Problem statement:
Output, word for word, the lines of this listing that fall between the line with "value dead-locks deletion**" and the line with "this is a known", counting both of those lines, and no others.
*** Provided records Section Begins ***
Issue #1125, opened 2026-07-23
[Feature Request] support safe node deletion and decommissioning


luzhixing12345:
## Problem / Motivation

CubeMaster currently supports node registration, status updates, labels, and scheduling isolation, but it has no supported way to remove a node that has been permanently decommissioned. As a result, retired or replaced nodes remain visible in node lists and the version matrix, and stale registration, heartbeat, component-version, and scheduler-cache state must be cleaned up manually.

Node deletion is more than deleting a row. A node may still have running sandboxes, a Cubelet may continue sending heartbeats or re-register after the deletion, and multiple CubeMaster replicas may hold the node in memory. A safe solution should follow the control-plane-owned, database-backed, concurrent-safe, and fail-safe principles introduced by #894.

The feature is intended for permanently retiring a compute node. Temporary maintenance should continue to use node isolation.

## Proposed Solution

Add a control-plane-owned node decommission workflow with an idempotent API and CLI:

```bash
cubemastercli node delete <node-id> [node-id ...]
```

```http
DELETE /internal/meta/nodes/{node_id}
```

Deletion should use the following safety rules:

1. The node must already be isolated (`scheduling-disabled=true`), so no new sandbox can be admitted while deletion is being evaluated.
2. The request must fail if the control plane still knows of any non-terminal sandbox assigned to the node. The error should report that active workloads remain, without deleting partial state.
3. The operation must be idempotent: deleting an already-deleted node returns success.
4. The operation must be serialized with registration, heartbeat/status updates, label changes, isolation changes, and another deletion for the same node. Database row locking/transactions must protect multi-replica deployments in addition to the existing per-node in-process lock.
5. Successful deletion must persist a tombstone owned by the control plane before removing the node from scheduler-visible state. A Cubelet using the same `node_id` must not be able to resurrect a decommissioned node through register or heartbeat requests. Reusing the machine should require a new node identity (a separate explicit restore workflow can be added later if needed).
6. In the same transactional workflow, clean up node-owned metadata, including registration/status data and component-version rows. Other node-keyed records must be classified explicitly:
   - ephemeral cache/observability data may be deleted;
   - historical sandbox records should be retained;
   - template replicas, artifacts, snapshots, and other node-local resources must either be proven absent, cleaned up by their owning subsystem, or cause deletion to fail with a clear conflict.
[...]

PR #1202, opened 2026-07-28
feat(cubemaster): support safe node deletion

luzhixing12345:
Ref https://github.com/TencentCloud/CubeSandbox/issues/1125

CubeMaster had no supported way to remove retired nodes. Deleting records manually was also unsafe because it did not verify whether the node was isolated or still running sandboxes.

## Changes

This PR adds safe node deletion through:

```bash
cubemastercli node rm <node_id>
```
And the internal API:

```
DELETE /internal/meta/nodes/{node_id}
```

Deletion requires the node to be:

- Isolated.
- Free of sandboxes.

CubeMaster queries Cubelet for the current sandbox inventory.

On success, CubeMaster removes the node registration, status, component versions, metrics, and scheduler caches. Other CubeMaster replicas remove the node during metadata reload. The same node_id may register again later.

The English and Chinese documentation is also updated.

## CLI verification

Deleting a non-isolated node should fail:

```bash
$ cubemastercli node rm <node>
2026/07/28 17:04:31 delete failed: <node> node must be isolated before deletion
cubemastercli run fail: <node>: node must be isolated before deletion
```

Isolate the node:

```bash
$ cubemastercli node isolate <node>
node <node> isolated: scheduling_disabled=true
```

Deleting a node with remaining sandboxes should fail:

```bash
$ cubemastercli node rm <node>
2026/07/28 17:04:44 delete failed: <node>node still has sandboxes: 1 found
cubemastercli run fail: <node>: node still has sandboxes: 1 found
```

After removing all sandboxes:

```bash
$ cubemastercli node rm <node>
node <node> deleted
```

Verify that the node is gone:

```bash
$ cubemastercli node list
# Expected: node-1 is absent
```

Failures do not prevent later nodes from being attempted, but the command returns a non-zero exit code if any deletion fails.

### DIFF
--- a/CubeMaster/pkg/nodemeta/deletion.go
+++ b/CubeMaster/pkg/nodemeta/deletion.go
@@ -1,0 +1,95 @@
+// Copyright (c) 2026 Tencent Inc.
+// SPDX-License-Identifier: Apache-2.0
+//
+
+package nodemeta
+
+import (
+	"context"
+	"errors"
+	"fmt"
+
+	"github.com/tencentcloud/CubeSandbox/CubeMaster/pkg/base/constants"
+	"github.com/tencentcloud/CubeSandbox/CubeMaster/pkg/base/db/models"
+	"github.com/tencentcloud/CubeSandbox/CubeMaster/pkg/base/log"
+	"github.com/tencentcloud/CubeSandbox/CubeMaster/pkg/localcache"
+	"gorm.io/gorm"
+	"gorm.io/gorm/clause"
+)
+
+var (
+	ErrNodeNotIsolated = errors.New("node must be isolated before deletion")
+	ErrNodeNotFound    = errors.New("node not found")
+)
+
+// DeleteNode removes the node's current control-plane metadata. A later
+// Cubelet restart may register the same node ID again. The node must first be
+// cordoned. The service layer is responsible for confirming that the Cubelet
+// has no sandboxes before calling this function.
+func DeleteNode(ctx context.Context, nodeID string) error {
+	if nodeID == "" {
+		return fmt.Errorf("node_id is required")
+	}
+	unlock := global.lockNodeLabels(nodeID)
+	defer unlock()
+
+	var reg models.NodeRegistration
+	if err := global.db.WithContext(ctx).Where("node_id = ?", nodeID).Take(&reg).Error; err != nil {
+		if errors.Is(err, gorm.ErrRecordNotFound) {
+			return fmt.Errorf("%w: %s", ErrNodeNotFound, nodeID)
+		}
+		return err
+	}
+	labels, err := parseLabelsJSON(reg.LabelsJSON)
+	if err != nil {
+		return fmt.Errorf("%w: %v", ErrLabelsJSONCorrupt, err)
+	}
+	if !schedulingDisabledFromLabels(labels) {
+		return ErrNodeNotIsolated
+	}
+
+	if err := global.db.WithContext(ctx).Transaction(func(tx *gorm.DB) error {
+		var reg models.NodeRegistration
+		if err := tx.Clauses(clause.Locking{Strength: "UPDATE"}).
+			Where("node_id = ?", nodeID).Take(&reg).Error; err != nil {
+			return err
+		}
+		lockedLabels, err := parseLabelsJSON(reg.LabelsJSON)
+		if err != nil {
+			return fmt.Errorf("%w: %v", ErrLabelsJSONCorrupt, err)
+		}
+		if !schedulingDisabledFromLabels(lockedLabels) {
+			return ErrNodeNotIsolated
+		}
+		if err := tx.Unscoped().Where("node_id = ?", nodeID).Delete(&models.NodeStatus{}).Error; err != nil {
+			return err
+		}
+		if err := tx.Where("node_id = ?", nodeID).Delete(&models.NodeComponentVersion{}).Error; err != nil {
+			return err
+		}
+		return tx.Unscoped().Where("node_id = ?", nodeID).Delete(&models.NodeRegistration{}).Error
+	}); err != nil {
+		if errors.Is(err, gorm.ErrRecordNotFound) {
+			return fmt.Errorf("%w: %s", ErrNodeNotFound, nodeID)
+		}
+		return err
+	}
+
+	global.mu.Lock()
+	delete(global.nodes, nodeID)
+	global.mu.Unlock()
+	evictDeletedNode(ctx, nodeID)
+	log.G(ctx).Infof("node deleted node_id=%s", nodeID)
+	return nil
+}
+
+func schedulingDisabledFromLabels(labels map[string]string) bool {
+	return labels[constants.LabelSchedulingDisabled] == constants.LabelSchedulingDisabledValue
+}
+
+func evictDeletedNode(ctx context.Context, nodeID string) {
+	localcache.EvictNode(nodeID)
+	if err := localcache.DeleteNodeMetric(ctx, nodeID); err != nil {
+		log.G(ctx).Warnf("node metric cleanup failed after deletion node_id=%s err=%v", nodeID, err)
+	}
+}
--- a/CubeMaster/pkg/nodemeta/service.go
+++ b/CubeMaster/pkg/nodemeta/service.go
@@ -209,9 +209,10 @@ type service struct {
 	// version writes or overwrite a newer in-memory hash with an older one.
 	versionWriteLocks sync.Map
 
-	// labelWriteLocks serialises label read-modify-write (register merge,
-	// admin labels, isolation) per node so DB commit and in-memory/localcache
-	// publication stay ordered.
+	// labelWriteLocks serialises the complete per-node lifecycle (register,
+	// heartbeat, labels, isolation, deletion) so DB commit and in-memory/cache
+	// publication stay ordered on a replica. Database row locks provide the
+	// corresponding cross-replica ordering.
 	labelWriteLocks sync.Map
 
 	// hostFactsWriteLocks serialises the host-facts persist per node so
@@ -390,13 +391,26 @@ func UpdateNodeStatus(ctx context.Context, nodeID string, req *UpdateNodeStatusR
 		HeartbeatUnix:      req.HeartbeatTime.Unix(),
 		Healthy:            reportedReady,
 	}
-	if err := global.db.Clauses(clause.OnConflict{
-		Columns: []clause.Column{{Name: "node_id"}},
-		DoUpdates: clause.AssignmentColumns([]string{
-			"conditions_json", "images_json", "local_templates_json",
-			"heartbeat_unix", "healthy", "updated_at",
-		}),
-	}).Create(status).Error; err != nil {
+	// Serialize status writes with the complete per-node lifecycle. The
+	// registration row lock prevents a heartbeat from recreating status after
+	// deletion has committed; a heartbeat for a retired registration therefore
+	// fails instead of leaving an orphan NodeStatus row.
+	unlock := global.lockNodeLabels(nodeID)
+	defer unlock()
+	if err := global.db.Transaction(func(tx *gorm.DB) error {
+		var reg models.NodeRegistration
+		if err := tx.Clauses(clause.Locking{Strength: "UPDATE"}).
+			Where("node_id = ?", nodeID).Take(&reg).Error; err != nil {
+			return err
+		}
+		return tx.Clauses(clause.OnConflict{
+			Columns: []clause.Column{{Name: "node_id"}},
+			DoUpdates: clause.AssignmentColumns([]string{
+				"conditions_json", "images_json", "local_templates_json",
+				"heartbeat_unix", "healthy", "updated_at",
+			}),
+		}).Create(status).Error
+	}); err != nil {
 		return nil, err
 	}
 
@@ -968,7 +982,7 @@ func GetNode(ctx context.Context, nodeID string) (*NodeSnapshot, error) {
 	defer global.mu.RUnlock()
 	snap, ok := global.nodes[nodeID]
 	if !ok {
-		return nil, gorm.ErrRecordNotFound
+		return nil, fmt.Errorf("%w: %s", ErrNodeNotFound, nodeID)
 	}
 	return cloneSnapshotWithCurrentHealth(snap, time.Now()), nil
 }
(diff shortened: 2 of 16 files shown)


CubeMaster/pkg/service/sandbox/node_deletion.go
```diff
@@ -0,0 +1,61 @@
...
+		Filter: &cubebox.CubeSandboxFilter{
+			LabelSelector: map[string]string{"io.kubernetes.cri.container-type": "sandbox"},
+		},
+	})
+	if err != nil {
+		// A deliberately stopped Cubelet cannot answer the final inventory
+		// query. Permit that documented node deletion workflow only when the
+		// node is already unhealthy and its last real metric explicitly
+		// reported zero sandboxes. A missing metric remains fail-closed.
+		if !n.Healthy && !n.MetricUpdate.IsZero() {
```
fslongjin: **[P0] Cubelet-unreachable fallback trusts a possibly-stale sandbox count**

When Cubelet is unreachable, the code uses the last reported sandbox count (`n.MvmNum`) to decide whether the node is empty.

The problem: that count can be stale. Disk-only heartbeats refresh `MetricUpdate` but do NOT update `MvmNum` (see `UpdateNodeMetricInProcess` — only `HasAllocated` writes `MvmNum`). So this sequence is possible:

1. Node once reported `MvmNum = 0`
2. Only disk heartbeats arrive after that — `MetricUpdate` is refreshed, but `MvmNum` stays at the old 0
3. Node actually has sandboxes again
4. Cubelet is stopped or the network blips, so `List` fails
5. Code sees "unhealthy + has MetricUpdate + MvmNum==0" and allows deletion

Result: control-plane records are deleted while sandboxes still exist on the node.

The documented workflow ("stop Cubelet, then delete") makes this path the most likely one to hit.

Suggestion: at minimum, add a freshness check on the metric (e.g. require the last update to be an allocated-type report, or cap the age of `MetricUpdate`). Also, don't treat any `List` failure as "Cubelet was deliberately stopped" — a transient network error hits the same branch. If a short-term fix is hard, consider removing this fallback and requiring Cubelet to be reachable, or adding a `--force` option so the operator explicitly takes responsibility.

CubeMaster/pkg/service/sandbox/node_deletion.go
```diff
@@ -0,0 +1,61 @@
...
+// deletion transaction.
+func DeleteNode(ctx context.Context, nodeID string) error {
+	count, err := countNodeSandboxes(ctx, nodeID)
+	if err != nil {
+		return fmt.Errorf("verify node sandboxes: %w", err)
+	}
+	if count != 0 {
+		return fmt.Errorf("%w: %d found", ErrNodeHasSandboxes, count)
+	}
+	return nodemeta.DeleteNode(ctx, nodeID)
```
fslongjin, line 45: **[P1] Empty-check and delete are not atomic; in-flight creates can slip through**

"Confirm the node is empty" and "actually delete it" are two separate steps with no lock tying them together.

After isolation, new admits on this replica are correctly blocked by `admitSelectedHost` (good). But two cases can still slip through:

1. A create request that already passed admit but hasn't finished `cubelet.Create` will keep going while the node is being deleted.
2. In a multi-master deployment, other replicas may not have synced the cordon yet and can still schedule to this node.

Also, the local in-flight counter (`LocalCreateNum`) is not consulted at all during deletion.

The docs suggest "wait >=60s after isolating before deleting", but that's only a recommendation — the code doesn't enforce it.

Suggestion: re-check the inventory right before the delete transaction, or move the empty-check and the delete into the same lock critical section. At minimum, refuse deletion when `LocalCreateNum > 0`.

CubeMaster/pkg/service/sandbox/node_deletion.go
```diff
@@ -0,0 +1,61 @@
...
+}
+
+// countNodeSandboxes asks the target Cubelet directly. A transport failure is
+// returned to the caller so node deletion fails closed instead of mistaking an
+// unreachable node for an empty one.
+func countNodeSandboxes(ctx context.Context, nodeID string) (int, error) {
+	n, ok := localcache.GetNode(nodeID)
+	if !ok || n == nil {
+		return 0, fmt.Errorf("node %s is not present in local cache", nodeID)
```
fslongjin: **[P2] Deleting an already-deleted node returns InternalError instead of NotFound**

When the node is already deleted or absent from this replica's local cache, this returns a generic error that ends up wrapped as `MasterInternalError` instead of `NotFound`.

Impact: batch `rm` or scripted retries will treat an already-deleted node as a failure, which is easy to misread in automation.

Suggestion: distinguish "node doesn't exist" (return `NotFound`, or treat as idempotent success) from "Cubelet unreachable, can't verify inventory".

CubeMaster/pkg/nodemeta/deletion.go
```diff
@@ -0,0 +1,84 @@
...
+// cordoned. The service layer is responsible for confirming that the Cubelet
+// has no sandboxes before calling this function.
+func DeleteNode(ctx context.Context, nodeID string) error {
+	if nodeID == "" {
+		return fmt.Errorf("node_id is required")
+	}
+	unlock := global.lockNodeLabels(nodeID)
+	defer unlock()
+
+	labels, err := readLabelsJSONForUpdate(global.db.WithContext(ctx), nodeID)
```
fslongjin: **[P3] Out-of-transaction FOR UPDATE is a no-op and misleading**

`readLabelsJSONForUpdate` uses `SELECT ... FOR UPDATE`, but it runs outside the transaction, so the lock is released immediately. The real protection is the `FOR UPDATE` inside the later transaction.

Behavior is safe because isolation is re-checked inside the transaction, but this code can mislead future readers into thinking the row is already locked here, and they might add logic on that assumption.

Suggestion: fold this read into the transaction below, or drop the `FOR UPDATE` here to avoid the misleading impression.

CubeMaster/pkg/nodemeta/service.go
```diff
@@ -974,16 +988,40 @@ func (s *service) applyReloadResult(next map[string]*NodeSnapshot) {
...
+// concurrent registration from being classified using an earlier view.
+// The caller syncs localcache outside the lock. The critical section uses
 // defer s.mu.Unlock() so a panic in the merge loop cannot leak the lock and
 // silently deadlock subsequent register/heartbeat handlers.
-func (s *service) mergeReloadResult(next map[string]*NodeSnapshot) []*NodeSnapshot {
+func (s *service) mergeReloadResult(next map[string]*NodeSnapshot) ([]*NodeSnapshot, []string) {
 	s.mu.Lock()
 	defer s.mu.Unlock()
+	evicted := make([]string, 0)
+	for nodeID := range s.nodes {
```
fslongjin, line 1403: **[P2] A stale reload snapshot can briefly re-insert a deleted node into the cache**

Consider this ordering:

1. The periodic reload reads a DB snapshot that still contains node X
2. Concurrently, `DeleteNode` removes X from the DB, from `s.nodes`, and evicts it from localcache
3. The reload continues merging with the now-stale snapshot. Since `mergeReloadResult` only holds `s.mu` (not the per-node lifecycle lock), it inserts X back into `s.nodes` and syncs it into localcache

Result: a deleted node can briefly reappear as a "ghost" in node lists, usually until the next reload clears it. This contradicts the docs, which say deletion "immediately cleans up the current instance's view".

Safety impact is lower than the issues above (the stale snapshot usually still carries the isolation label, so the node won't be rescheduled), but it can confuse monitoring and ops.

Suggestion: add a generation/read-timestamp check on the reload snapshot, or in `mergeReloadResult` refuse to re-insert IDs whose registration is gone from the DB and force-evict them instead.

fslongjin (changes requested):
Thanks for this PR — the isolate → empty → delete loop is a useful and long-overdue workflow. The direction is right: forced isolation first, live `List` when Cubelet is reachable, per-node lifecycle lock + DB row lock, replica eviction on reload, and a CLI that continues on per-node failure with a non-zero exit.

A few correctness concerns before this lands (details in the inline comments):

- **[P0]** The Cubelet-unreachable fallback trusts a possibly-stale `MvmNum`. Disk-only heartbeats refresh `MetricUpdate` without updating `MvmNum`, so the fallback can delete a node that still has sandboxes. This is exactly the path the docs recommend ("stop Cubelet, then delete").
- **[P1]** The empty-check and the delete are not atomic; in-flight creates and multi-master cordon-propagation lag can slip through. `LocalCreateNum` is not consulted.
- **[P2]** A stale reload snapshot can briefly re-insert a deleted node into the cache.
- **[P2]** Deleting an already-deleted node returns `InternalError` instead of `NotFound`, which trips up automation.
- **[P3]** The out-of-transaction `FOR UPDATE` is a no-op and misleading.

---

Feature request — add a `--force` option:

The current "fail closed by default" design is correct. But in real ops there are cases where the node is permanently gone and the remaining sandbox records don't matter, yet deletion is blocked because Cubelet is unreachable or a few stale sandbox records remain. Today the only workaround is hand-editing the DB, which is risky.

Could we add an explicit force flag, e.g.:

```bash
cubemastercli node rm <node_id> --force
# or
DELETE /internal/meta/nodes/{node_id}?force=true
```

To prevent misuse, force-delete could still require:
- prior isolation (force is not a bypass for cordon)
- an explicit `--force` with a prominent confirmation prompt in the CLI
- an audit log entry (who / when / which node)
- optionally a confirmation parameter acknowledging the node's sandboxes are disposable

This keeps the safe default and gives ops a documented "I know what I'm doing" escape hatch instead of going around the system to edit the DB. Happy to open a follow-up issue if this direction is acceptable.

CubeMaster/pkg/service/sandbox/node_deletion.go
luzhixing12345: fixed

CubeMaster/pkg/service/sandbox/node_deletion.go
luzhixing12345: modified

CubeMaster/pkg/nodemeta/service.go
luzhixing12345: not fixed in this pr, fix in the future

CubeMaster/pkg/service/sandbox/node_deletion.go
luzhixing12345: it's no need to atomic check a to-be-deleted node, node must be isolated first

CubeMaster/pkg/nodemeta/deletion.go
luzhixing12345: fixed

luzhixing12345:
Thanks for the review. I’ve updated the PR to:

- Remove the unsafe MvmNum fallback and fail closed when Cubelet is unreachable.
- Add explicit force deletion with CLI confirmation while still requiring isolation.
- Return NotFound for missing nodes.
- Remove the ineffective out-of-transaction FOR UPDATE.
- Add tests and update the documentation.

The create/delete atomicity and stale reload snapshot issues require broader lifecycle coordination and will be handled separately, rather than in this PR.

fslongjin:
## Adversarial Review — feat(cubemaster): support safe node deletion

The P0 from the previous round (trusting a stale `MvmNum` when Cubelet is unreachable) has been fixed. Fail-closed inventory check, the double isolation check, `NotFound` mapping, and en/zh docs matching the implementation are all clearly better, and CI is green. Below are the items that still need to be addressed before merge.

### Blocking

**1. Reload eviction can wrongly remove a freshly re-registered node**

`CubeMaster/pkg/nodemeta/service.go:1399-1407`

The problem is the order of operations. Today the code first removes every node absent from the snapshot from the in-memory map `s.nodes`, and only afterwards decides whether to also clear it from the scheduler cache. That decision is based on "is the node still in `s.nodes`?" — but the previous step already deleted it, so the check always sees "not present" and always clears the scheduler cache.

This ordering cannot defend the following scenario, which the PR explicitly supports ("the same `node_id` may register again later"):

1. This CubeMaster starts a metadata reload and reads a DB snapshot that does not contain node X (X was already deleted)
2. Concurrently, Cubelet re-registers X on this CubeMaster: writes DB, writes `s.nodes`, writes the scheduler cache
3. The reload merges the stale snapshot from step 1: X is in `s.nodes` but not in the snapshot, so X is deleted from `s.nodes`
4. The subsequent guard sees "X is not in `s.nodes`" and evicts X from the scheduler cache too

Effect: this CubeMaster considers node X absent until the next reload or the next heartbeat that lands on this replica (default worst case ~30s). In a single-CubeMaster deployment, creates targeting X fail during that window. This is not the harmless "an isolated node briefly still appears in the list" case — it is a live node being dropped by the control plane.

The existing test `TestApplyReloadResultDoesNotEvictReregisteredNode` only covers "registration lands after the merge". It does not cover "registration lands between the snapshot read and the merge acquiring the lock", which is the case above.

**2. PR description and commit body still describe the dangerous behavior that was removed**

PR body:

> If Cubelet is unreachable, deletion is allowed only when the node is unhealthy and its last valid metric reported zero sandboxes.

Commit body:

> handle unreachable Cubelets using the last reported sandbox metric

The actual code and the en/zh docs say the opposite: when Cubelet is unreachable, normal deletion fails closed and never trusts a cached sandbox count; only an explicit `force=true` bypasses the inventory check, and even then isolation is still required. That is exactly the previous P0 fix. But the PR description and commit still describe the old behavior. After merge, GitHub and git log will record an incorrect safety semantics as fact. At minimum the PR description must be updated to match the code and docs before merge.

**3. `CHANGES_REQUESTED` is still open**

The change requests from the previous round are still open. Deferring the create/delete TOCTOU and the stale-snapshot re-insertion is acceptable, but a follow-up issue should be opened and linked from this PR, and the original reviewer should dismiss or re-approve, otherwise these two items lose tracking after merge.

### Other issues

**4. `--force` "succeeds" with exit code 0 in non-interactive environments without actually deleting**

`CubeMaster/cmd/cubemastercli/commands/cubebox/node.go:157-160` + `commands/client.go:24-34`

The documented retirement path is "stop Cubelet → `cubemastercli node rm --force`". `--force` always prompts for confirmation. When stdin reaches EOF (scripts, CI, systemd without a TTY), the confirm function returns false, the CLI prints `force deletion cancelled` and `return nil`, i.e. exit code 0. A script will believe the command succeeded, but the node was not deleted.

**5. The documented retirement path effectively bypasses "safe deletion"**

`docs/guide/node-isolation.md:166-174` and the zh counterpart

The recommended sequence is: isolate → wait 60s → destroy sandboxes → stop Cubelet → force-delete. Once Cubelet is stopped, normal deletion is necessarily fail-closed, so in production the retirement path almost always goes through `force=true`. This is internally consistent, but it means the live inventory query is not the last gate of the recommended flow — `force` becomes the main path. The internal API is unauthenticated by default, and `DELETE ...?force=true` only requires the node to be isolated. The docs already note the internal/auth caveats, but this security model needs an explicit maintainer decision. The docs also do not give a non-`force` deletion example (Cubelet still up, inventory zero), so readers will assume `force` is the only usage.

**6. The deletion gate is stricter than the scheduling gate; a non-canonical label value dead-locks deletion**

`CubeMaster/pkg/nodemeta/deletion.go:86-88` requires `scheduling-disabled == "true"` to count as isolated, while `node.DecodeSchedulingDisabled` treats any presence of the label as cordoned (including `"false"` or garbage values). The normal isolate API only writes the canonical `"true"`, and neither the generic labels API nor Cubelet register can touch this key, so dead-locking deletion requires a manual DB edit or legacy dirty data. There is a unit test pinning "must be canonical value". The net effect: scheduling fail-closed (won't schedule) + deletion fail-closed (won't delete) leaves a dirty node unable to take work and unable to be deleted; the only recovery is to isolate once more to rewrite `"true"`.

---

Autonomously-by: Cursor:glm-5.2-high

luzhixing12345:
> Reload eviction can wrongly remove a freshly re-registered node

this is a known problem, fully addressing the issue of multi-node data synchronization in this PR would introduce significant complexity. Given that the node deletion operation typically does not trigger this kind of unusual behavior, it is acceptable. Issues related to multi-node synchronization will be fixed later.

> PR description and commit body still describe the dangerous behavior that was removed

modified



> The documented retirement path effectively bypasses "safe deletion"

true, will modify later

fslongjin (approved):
*** Provided records Section Ends ***
Exercise answer:
**6. The deletion gate is stricter than the scheduling gate; a non-canonical label value dead-locks deletion**

`CubeMaster/pkg/nodemeta/deletion.go:86-88` requires `scheduling-disabled == "true"` to count as isolated, while `node.DecodeSchedulingDisabled` treats any presence of the label as cordoned (including `"false"` or garbage values). The normal isolate API only writes the canonical `"true"`, and neither the generic labels API nor Cubelet register can touch this key, so dead-locking deletion requires a manual DB edit or legacy dirty data. There is a unit test pinning "must be canonical value". The net effect: scheduling fail-closed (won't schedule) + deletion fail-closed (won't delete) leaves a dirty node unable to take work and unable to be deleted; the only recovery is to isolate once more to rewrite `"true"`.

---

Autonomously-by: Cursor:glm-5.2-high

luzhixing12345:
> Reload eviction can wrongly remove a freshly re-registered node

this is a known problem, fully addressing the issue of multi-node data synchronization in this PR would introduce significant complexity. Given that the node deletion operation typically does not trigger this kind of unusual behavior, it is acceptable. Issues related to multi-node synchronization will be fixed later.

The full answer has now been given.